Ce 20 juin 2022, la cour et les couloirs du palais polyvalent des sports de Yaoundé bruissent de pas lourds de personnalités et de la bruyance des groupes familiaux. Ce jour se tient l’Assemblée générale de l’Ordre des Avocats au Barreau du Cameroun. Point d’orgue à l’ordre du jour: l’élection du nouveau Conseil de l’Ordre dont sera issu le bâtonnier. En course, une dizaine de candidats. Dans la cour, de nombreuses accolades entre avocats esquissent un tableau idyllique: celui d’une corporation à l’union enviée. Me Jean De Dieu Momo, le ministre délégué auprès du ministère de la Justice, s’offre un bain de foule auprès de ses confrères, assurant qu’il n’est là que dans le cadre de la confraternité. Très vite, derrière cette façade clinquante et ripolinée, des scènes de hurlements et d’insultes s’enchaînent. De temps à autre, étayés par de nombreux documents, des témoignages vertigineux déferlent. Revendiquant une érudition sophistiquée du code électoral en vigueur, certains dénoncent des procédures suffocantes et l’inaction des superviseurs du scrutin. D’autres mélangent coups de fils, chantage au licenciement et à la radiation de la corporation. Devant des journalistes, les caprices les plus enfantins se déploient pour dévoiler des récits qui ont souvent été tus. Les phrases ne manquent pas de patauger dans des marronniers usés à toutes les sauces dans les actualités.
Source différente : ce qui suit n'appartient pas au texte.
Issue #1590, opened 2015-10-30
Enhancement: expose isIndex, isLength and complimentary toLength


Xotic750:
Change `reIsUint` to pick up number string literals beginning with `0`.
Change `isLength`, add length argument, use other lodash methods
Add `toLength` as it doesn't exist.
These are all useful methods that I find myself using and lodash mostly has them internally.
```
var MAX_SAFE_INTEGER = Number.MAX_SAFE_INTEGER || Math.pow(2, 53) - 1;

/** Used to detect unsigned integer values. */
var reIsUint = /^(\d|[1-9]\d+)$/;

/**
 * Checks if `value` is a valid array-like index.
 *
 * @param {*} value The value to check.
 * @param {number} [length=MAX_SAFE_INTEGER] The upper bounds of a valid index.
 * @returns {boolean} Returns `true` if `value` is a valid index, else `false`.
 */
function isIndex(value, length) {
  value = (typeof value == 'number' || reIsUint.test(value)) ? +value : -1;
  length = length == null ? MAX_SAFE_INTEGER : length;
  return value > -1 && value % 1 == 0 && value < length;
}

/**
 * Checks if `value` is a valid array-like length.
 *
 * **Note:** This function is based on [`ToLength`](http://ecma-international.org/ecma-262/6.0/#sec-tolength).
 *
 * @param {*} value The value to check.
 * @param {number} [length=MAX_SAFE_INTEGER] The upper bounds of a valid length.
 * @returns {boolean} Returns `true` if `value` is a valid length, else `false`.
 */
function isLength(value, length) {
  value = (typeof value == 'number' || reIsUint.test(value)) ? +value : -1;
  length = length == null ? MAX_SAFE_INTEGER : length;
  return value > -1 && value % 1 == 0 && value <= length;
}

/**
 * The abstract operation ToLength converts its argument to an integer
 * suitable for use as the length of an array-like object.
 *
 * **Note:** This function is based on [`ToLength`](http://ecma-international.org/ecma-262/6.0/#sec-tolength).
 *
 * @param {*} value The object to be converted to a length.
 * @param {number} [length=MAX_SAFE_INTEGER] The upper bounds of a valid length.
 * @return {number} If len <= 0 then 0 else if len is +INFINITY then 2^53-1
 *                  else min(len, 2^53-1).
 */
function toLength(value, length) {
  length = length == null ? MAX_SAFE_INTEGER : length;
  return _.clamp(_.toInteger(value), 0, length);
}
```

[...]

PR #1592, opened 2015-10-30
Add `toLength` and basic tests.

Xotic750:
https://github.com/lodash/lodash/issues/1590

### DIFF
--- a/lodash.js
+++ b/lodash.js
@@ -1475,9 +1475,9 @@
      * `random`, `reduce`, `reduceRight`, `repeat`, `result`, `round`, `runInContext`,
      * `sample`, `shift`, `size`, `snakeCase`, `some`, `sortedIndex`, `sortedIndexBy`,
      * `sortedLastIndex`, `sortedLastIndexBy`, `startCase`, `startsWith`, `sum`,
-     * `sumBy`, `template`, `toLower`, `toInteger`, `toSafeInteger`, `toString`,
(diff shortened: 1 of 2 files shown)


lodash.js
```diff
@@ -9833,6 +9833,25 @@
...
+     *
+     * @static
+     * @memberOf _
+     * @category Lang
+     * @param {*} value The object to be converted to a length.
+     * @param {number} [length=MAX_SAFE_INTEGER] The upper bounds of a valid length.
+     * @return {number} If len <= 0 then 0 else if len is +INFINITY then 2^53-1
+     *                  else min(len, 2^53-1).
+     */
+    function toLength(value, length) {
```
jdalton: Since this isn't used internally you can remove the `length` param and just ensure the value is clamped to the `MAX_ARRAY_LENGTH` and greater than `-1`.

Xotic750: You don't think it would be useful to support MAX_SAFE_INTEGER for ES6 arrays and strings and be configurable in older ES5 environments for MAX_ARRAY_LENGTH or even less for strings?

jdalton: > You don't think it would be useful to support MAX_SAFE_INTEGER for ES6 arrays and strings and be configurable in older ES5 environments for MAX_ARRAY_LENGTH or even less for strings?

No, `isLength` is associated with array-like lengths so follows the rules of `isArrayLike`.

PR #1594, opened 2015-10-30
Improve `reIsUint` to filter strings like `0001 and add tests.

Xotic750:
https://github.com/lodash/lodash/issues/1590

### DIFF
--- a/lodash.js
+++ b/lodash.js
@@ -132,7 +132,7 @@
   var reIsHostCtor = /^\[object .+?Constructor\]$/;
 
   /** Used to detect unsigned integer values. */
-  var reIsUint = /^(\d|[1-9]\d+)$/;
+  var reIsUint = /^(?:\d|[1-9]\d+)$/
 
   /** Used to match latin-1 supplementary letters (excluding mathematical operators). */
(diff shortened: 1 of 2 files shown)


lodash.js
```diff
@@ -132,7 +132,7 @@
   var reIsHostCtor = /^\[object .+?Constructor\]$/;
 
   /** Used to detect unsigned integer values. */
-  var reIsUint = /^\d+$/;
+  var reIsUint = /^(\d|[1-9]\d+)$/;
```
jdalton: You can use non capturing group please:
```js
/^(?:\d|[1-9]\d+)$/
```

lodash.js
```diff
@@ -132,7 +132,7 @@
   var reIsHostCtor = /^\[object .+?Constructor\]$/;
 
   /** Used to detect unsigned integer values. */
-  var reIsUint = /^\d+$/;
+  var reIsUint = /^(?:\d|[1-9]\d+)$/
```
jdalton: Since you're contributing a bit more I'm going to get a bit more nit picky (I'll easy into it).
Can you run `npm run style` and see if it warns of any style issues.

Xotic750: I had been running it, but I didn't on this change. :)

PR #1596, opened 2015-11-01
Add tests to check `toString` behaviour.

Xotic750:
http://jsfiddle.net/myahL788/1/
`String()` calls toString first, `value + ''` calls valueOf first.
Results may not be what are expected.

### DIFF
--- a/test/test.js
+++ b/test/test.js
@@ -19652,6 +19652,33 @@
         skipTest(assert);
       }
     });
+
+    QUnit.test('should return the `toString` result', function(assert) {
+      assert.expect(1);
+
+      var answer = {
+        valueOf: function () {
+          return true;
+        },
+        toString: function () {
+          return 'correct'
+        }
+      };
+
+      assert.strictEqual(_.toString(answer), 'correct');
+    });
+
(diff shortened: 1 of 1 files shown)


jdalton:
This is testing the language which I want to avoid.

Xotic750:
I just added the tests to indicate behaviour, not necessarily for merging. My point is that `toString` by name has an expectation associated with it and so far we have 3 anomalies. First, we are preserving sign of zero which Javascript does not, and second the order to get a string is valueOf then toString rather than the most likely expected toString then valueOf. And third, an empty string is returned for `null` and `undefined`. Nothing particularly wrong with our choices, documentation is the key.
```
     * Converts `value` to a string if it's not one.
     * An empty string is returned for `null` and `undefined` values.
```
Seems a little lacking at present?

jdalton:
Our `_.toString` has the normal behavior of coercing a value to a string as far as `valueOf` and `toString` invocation is concerned since we use do `value + ''` under the hood. If you'd like to expand the doc note on preserving the sign of `0` I'd accept a PR for that.

Xotic750:
I can add that. I just wanted to check/clarify.

Issue #1602, opened 2015-11-02
Enhancement: Identify implicit type conversions that would benefit from `toNumber` consistency


Xotic750:
An example may be
```
    function baseRandom(min, max) {
      return min + nativeFloor(nativeRandom() * (max - min + 1));
    }
```
as
```
    function baseRandom(min, max) {
      min = toNumber(min);
      max = toNumber(max);
      return min + nativeFloor(nativeRandom() * (max - min + 1));
    }
```
(Ok, `baseRandom` is an internal, it is just an example of meaning.)
therefore type conversion becomes more consistent (are not left to environmental chance) and benefit from the ES6 like string conversions implemented in `toNumber`.

jdalton:
The base methods is not the place for type coercion as they should already have the correct type of value passed to it.

Xotic750:
I agree. But if you would like, then I'd be willing to look through and submit individual PRs for approval.

jdalton:
Let's work through where it would be needed here and take it out in 1 PR.

Xotic750:
Ok, I'll begin making a list of possible candidates.

Xotic750:
I haven't gone very far yet but what I have noticed so far is that `baseSlice` and `baseFill` are performing type conversion rather than the methods that are using them.

Xotic750:
These are potential candidates for `toNumber`
createRound
clamp
inRange
random
range
add
sum
sumBy
(baseSum - but it was agreed base isn't the correct place)

I also saw areas where I thought, `toInteger` seems appropriate here, or `toSafeInteger` or `toLength` seem more appropriate there. Just a small selection of examples may be.

debounce
delay
throttle

 The other 2 major areas that seemed strange to me were (as mentioned) `baseSlice` and `baseFill`.

jdalton:
> createRound
clamp
inRange
random
range
add
sum
sumBy

Yes, `_.toNumber`!

> debounce
delay
throttle

Yes, `_.toInteger`!

>  baseFill

Lets move the `toInteger` use to `fill`.

Lets not touch `baseSlice` yet.

Xotic750:
Ok, I'll start working my way through them.

Xotic750:
I'm a little unsure about the intention with the method `add`, as the docs state
>      * @param {number} augend The first number to add.
     * @param {number} addend The second number to add.
     * @returns {number} Returns the sum.

But the code and the tests show something altogether different.

[...]

PR #1610, opened 2015-11-03
Enhance `debounce` to handle binary and octal strings and ms times to integers.

Xotic750:
Ref https://github.com/lodash/lodash/issues/1602

### DIFF
--- a/lodash.js
+++ b/lodash.js
@@ -8145,8 +8145,7 @@
       if (typeof func != 'function') {
         throw new TypeError(FUNC_ERROR_TEXT);
       }
-      wait = toInteger(wait);
-      wait = wait < 0 ? 0 : wait;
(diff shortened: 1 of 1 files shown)


lodash.js
```diff
@@ -8145,10 +8145,11 @@
       if (typeof func != 'function') {
         throw new TypeError(FUNC_ERROR_TEXT);
       }
-      wait = wait < 0 ? 0 : (+wait || 0);
+      wait = toInteger(wait);
+      wait = wait < 0 ? 0 : wait;
```
jdalton: clamp?

Xotic750: I thought about it, and thought minimal change.I'll change it.

Xotic750:
As throttle uses debounce, do we need to do conversion there or should we just rely on debounce?

PR #1612, opened 2015-11-03
Enhance `delay` with `toInteger` and `clamp` to use binary and octal strings.

Xotic750:
Ref https://github.com/lodash/lodash/issues/1602


jdalton:
This isn't needed as it is handled by the built-in `setTimeout`.

jdalton:
Actually I'm cool with the `toInteger` use though. I'll take care of the clamp removal.

PR #1619, opened 2015-11-06
adding math subtract

J3remyD:


jdalton:
Hi @J3remyD! Have you signed [our CLA](http://dojofoundation.org/about/claForm)?

J3remyD:
Hi @jdalton ,
yes indeed I have

jdalton:
Opinions on the name? Would `minus` do?

StreetStrider:
@jdalton, maybe `_.sub`?
add ↔ sub. `subtract` is also ok, `sub` just shorter. Have looked in Ramda, they called it [subtract](http://ramdajs.com/docs/#subtract) as in PR.

jdalton:
I want to avoid `sub` as that can be seen as a shorthand for [substitute](http://api.prototypejs.org/language/String/prototype/sub/).

jdalton:
@J3remyD Do you have a use case for `_.subtract`?

J3remyD:
@jdalton I agree with you that sub could sometimes be misleading even though it's shorter and sounds great ; that's why I named it thinking with the same pattern like add is for addition I figured subtract would be for subtraction.

PR #1625, opened 2015-11-09
Support deepPaths as keynames for zipObject

### LINKED ISSUE #1151: deep path support for zipObject
The deep path support in 3.7.0 is exciting! After updating, my first use case was for zipping an array into an object, where some of the property names use bracket/subscript notation. (More specifically, my use case is a quick one-liner to parse a query string into an object.)

```js
_([
  [ "a[b]", 1 ],
  [ "a.c", 2 ]
]).object().value() //=>  { a: { b:1, c:2 } }
```
There are a couple of questions as to how this would be handled for `zipObject`.

Clearly when zipping objects, the deep path parsing would need to be optional. But we also have a number of different sub-features:

1. handling subscript notation with string key: `"a[b]"`
2. handling dot notation: `"a.b"`
3. handling empty subscript (to result in an array property): `"b[]"`
4. handling explicit numerical subscript: (result in array? or object? object with string keys or numbers?): `"b[0]"`

And there's the interplay with `_.pairs` to think about, as well.

jasonkarns:
Closes #1151

This is implemented by simply using baseSet within the body of zipObject
when building up the object

### DIFF
--- a/lodash.js
+++ b/lodash.js
@@ -6671,9 +6671,9 @@
       while (++index < length) {
         var key = props[index];
         if (values) {
-          result[key] = values[index];
+          baseSet(result, key, values[index]);
         } else if (key) {
-          result[key[0]] = key[1];
+          baseSet(result, key[0], key[1]);
         }
       }
       return result;
--- a/test/test.js
+++ b/test/test.js
@@ -21236,6 +21236,24 @@
       assert.deepEqual(actual, expected);
     });
 
+    QUnit.test('should accept deep-path key: subscript with string', function(assert) {
+      assert.expect(1);
+
+      assert.deepEqual(_.zipObject([['a[b]', 1]]), { 'a': { 'b': 1 }});
+    });
+
+    QUnit.test('should accept deep-path key: subscript with index', function(assert) {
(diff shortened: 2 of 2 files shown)


jdalton:
Hey @jasonkarns! Have you signed [our CLA](http://dojofoundation.org/about/claForm)?

jasonkarns:
signed

jdalton:
:tada:

jasonkarns:
It's worth mentioning that with this feature, lodash can reify an object from a querystring in a one-liner. (For common querystring structures, anyway. The array syntax can't use repeated-keys or the empty bracket form.)

jdalton:
Neat!

aliak00:
Hi, this behaviour breaks a few situations where a dot is part of your key, unexpected results ensue. Is that intentional to have that kind of behaviour or an oversight ... or maybe just preferred?

Case I actually have is mapping files in a directory to their fs.Stats object. File names can have dots, and boom.

Any recommended work around?

jdalton:
This is resolved in the edge master branch with _.zipObjectDeep.

PR #1630, opened 2015-11-11
add parseBool function

DavidMoritz:
_.parseBool (or _.parseBoolean) is a utility designed to receive almost any variable and convert it into a proper boolean.

The most common use-case will be for converting strings such as "yes"/"no" or "true"/"false" into actual booleans.

In the fringe case that a boolean cannot be resolved, the string "NaB" is returned as JS doesn't have an absent boolean equivalent.

### DIFF
--- a/lodash.js
+++ b/lodash.js
@@ -11857,6 +11857,62 @@
     }
 
     /**
+     * Converts `any` to a boolean. If a boolean is not able to be determined, it
+     * returns the string `"NaB"`. This is unfortunate being that there is no js equivalent
+     * to `NaN` for booleans.
+     *
+     * @static
+     * @memberOf _
+     * @category Any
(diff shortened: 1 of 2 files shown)


jdalton:
Thanks @DavidMoritz! This looks a bit too specialized for lodash but would make a nice mixin.

DavidMoritz:
Thanks @jdalton! Can you provide a link to either an example of a PR that added a mixin or a guide for how do add a mixin?

jdalton:
Ah it wouldn't be a PR to add a mixin. It would be for you to create a mixin using [_.mixin](https://lodash.com/docs#mixin).

You can use [lodash-deep](https://github.com/marklagendijk/lodash-deep/blob/master/lodash-deep.js) as an example.

PR #2884, opened 2016-12-12
Random unique function

blackhawk389:
Creates an array of random and non-duplicate elements
Requires size of the array
Returns array of random and non-duplicate element of size provided


jfmengels:
Hi @blackhawk389! Thanks for the PR, but we prefer to discuss new methods in issues before-hand. In the case of this method, you can already do it using [`_.uniqueId`](https://lodash.com/docs/4.17.2#uniqueId)
```js
_.times(N).map(_.uniqueId)
```

PR #2890, opened 2016-12-16
Update README.md

NTrukhanovets:
Please, update docs about guaranteed `_.forEach` iteration order.


jdalton:
Hi @NTrukhanovets!

Thanks for the PR. I think in this case preserved order is the norm so there's little benefit in spelling it out. It just adds noise.

PR #2891, opened 2016-12-17
perf(isObject): Avoid caching loose comparison to null

bigopon:
Hi, from this [benchmark](https://gist.run/?id=680c1d0d904fad05549ab93fa033897d)

Using strict null check and avoiding caching can help increase performance about 25 - 30%


jdalton:
Thanks @bigopon, but I'm not concerned with micro opts like this.

PR #2925, opened 2017-01-11
minor createFlow updates

bjarneo:
- Removed not used variable (wrapper)
- Removed func since it's not needed
- Strictly check if not is function 
- Add a couple of new lines to increase readability


jdalton:
Thank you @bjarneo!

PR #2932, opened 2017-01-13
Add related function links for each function

bertyhell:
Would this be helpful?
We can add more of these if this is approved.

This could really help people discover functions in Lodash, that they didn't know about before.

### DIFF
--- a/keyBy.js
+++ b/keyBy.js
@@ -12,7 +12,7 @@ import reduce from './reduce.js';
  * @param {Array|Object} collection The collection to iterate over.
  * @param {Function} iteratee The iteratee to transform keys.
  * @returns {Object} Returns the composed aggregate object.
- * @related [groupBy](#groupBy), [partition](#partition)
+ * @see [groupBy](#groupBy), [partition](#partition)
  * @example
  *
  * const array = [
--- a/keyBy.js
+++ b/keyBy.js
@@ -12,7 +12,7 @@ import reduce from './reduce.js';
  * @param {Array|Object} collection The collection to iterate over.
  * @param {Function} iteratee The iteratee to transform keys.
  * @returns {Object} Returns the composed aggregate object.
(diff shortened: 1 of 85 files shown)


jdalton:
Hi @bertyhell!

We use the `@see` tag. If you'd like to add more that would be great.

keyBy.js
```diff
@@ -12,6 +12,7 @@ import reduce from './reduce.js';
  * @param {Array|Object} collection The collection to iterate over.
  * @param {Function} iteratee The iteratee to transform keys.
  * @returns {Object} Returns the composed aggregate object.
+ * @see [groupBy](#groupBy), [partition](#partition)
  * @example
```
jdalton: It can just be `@see groupBy, partition` no need to add markdown links as that's something for our doc generation to tackle.

jdalton:
It looks like our CLA bot is down (may be recovering from the recent github outage) but this level of contribution should be fine without it.

bertyhell:
ok, i added a bunch more @see statements.

@jdalton I'm not sure how i can reference the reverse function in sortBy since there doesn't seem to be a sortBy file. (same with the omit function). Where do those live?

jdalton:
The `sortBy` method is being dropped for `orderBy`.

bertyhell:
OK, I added "reverse" to orderBy.js

Let me know if there are any mistakes/remarks

jdalton:
Wow, thanks!

bertyhell:
These don't show up on the documentation site yet:
https://lodash.com/docs/4.17.4#camelCase

Is that because we're still on 4.17.4 or are the @see tags not included into the documentation?

jdalton:
Hi @bertyhell!

> Is that because we're still on 4.17.4 or are the @see tags not included into the documentation?

Yes and yes. This was added after v4.17.4 and we currently and I don' think we currently [transform them into HTML](https://github.com/jdalton/docdown).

Par exemple, on entend dire: « C’est Tchoungang qui, comme toujours, a envoyé ses gens… » «Je suis passé par l’école de Yondo Black…» «Racaille»… «Irresponsables»… « On sait chez qui vous mangez!« … Contre tout discours raisonné, des rebonds de phrases incandescentes. Certains avocats n’ont pas les mots pour exprimer ce qu’ils ressentent. D’autres savent juste parler en mettant le feu dans l’air.
À l’intérieur
Du haut d’une tribune du palais des sports, «Le vieux» (comme on l’appelle ici, en référence à sa longue expérience dans le métier d’avocat) dit que le système électoral et de validation des candidatures «est tellement kafkaïen». Pêle-mêle, l’homme regrette «le mauvais niveau général des jeunes avocats» et des «entorses très graves à la déontologie». Harassé, il quitte les lieux avant d’être retenu, in extremis, au perron oriental du palais des sports. Rapidement, on découvre un climat que des observateurs décrivent comme très violent. Présent dans la salle, Me Eta Bessong. L’ancien bâtonnier (2008-2012) pique une vive colère. Il soupçonne des avocats francophones de manœuvrer pour élire un avocat francophone au poste de bâtonnier. Le ton monte. Me Kless Yves Patrick Kouanou, le président de l’Assemblée générale de l’Ordre, superviseur de l’élection du bâtonnier prend la parole pour annoncer la suspension des travaux. Le processus électoral est annulé avant le vote et la proclamation des résultats. Les travaux de l’Assemblée générale sont suspendus vers 10 heures avant de reprendre aux alentours de 13 heures. Entre temps, après des désistements et des alliances, seuls 5 candidats restent en course. Il s’agit de Me Atangana Bikouna, Me Duga Titanji, Me Ebah Ntoko, Me Mbah et Me Memong.